The availability of reliable spatial and temporal data at proper spatial and temporal scale about extreme weather events represents a pivotal challenge for supporting Disaster Risk Reduction (DRR) policy and practice. In recent years several gridded observational datasets have been developed for Europe and for specific European countries; these products feature different temporal (from hourly to daily) and spatial (from ≃ 1 km to ≃ 10–20 km) resolutions, covering different time spans, and their reliability is strictly related to the density of station networks from which they derive. A potential alternative solution to ensure homogeneity and continuity of data is represented by the use of climate reanalysis. In general, a climate reanalysis delivers a complete and consistent picture of the weather and climate of the past as close to reality as possible, by adopting a numerical weather prediction model to assimilate historical observations provided by different sources (satellite, in situ, etc) but not homogeneously distributed around the globe. The data produced by the reanalysis are widely used and provide many kinds of information, not only about the atmosphere, such as temperature, wind and precipitation, but also about the ocean and the land surface.

Recently, the European Centre for Medium Range Weather Forecast (ECMWF) has released a new generation of reanalysis, acknowledged as ERA5, representing nowadays the most plausible description for current climate. It has a global coverage with a spatial resolution of ≃ 31 km and provide outputs at hourly scale since 1950 up to now. Such features make ERA5 suitable for a wide range of applications such as analyzing the past climate, monitoring climate change, research, education, policy making and business, in sectors such as renewable energy and agriculture. Despite the authoritative relevance of ERA5, its coarse resolution could prevent a reliable adoption for characterizing localized events (e. g., extreme precipitation) especially in complex areas (e.g., mountain or urban environments), confirming the need for highly localized data. Based on this state-of-the-art, a study recently published on Weather and Climate Extremes led by the CMCC Foundation present a new hourly high-resolution (i.e., at ≃2.2 km) precipitation dataset, labelled as ERA5@2km, obtained by dynamically downscaling ERA5 reanalysis over 20 European cities for the recent past thirty years (1989–2018), with the ambition support the Disaster Risk Reduction (DRR) community involved in pluvial flood risk assessment by providing a basis for impact analysis at city scale, in terms of extreme hourly precipitation.

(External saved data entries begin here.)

Issue #3304, opened 2024-08-06
[EPIC]: Package Inspektor Gadget


mauriciovasquezbernal:
Inspektor Gadget provides three binaries (ig, gadgetctl and kubectl-gadget) that are available to download for different architectures and operating systems on the release page. This approach is not very user friendly, as they need to download the binary manually to get the updates, etc. 

The goal of of this issue is to create packages for:
- [ ] Windows 
   - [ ] Winget
   - and/or 
   - [ ] Chocolatey
- [ ] MacOS
   - [ ] Brew
- [ ] Linux
   - [ ] Ubuntu
   - [ ] Fedora
   - [ ] What else?

### Discussion

We can package the binaries in different ways

- option 1: Put all binaries in the single inspektor-gadget package
- option2: Put the ig + gadgetctl binaries in on package, and put kubectl-gadget in another 

I'd say option is easier for us and for the users.

(ig only will be package for Linux as it doesn't support Windows or MacOS)

rd-michel:
can you share any updates?

ive also downloaded gadgetctl recently (manually) ... and ive asked myself "where is the corresponding brew package for this tool :) "

mauriciovasquezbernal:
> can you share any updates?

We've packaged it for Fedora https://repology.org/project/inspektor-gadget/versions, other package managers are on the roadmap but we don't have an estimate time for them.

PR #3336, opened 2024-08-12
GHA: create post-release PR to update README.md

alban:
See discussion in #3300.


mauriciovasquezbernal:
I second Francis here. I think it creates extra complexity we don't need. We can link to https://github.com/inspektor-gadget/inspektor-gadget/releases/latest/ and say something like "download the gadgetctl binary for your operating system..". In any case, this will be improved once we have #3304.

PR #3338, opened 2024-08-12
snapshot_process: Sleep before starting the gadget

burak-ok:
This makes sure that our test container has already spawned and is running the command we want to see in the snapshot

We have many flaky CI failures on `snapshot_process`. This should fix it

### DIFF
--- a/gadgets/snapshot_process/test/snapshot_process_test.go
+++ b/gadgets/snapshot_process/test/snapshot_process_test.go
@@ -17,6 +17,7 @@ package tests
 import (
 	"fmt"
 	"testing"
+	"time"
 
 	"github.com/stretchr/testify/require"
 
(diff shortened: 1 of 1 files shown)


mauriciovasquezbernal (approved):
Thanks for the fix!

mauriciovasquezbernal:
Unfortunately I don't think it fixes the issue:
- https://github.com/inspektor-gadget/inspektor-gadget/actions/runs/10386743239/attempts/1#summary-28759182888
- https://github.com/inspektor-gadget/inspektor-gadget/actions/runs/10380957419/attempts/1#summary-28742131702
- https://github.com/inspektor-gadget/inspektor-gadget/actions/runs/10393961200/attempts/1#summary-28783086720

PR #3345, opened 2024-08-13
docs/legacy: Update the sort_by list

burak-ok:
Two new fields were added in https://github.com/inspektor-gadget/inspektor-gadget/pull/3319. They have to be update in the legacy docs aswell, to satisfy the CI


alban (approved):
Please add DCO. LGTM after that.

PR #3346, opened 2024-08-13
Use JSON args to prevent unintended behavior related to OS signals

burak-ok:
We had 2 warnings shown inside Github regarding this:
image


mauriciovasquezbernal (approved):
Nice! Thanks for getting rid of those annoying warnings.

“The great added value of our reanalysis-based dataset”, explains Alfredo Reder, CMCC scientist at the REgional Models and Hydrogeological Impacts (REMHI) Research Division, “is the high resolution at 2 km reached that it’s particularly suitable in the view of deriving precipitation characteristics at city scale or at the event scale. ERA5 represents a good reference for general mean statistics (e.g., spatial pattern of annual precipitation, multi-year cycle of monthly precipitation); however, its coarser resolution tends to generate a smoothing of extreme precipitation. ERA5@2km overcomes this constraint by providing a reliable suite of extreme precipitation values for city analyses. A climate dataset such as ERA5@2km may also be a relevant tool to support adaptation strategies and risk assessment.”

“We are so proud of this result, requiring a considerable computational effort (almost two years of simulations)”, comments Paola Mercogliano, REMHI Division Director. “Our study demonstrated the importance of our very high-resolution reanalysis-based climate simulation, at the European level and for different climate conditions. Reanalysis (-based) datasets can indeed fill observational gaps, still existing in wide areas.”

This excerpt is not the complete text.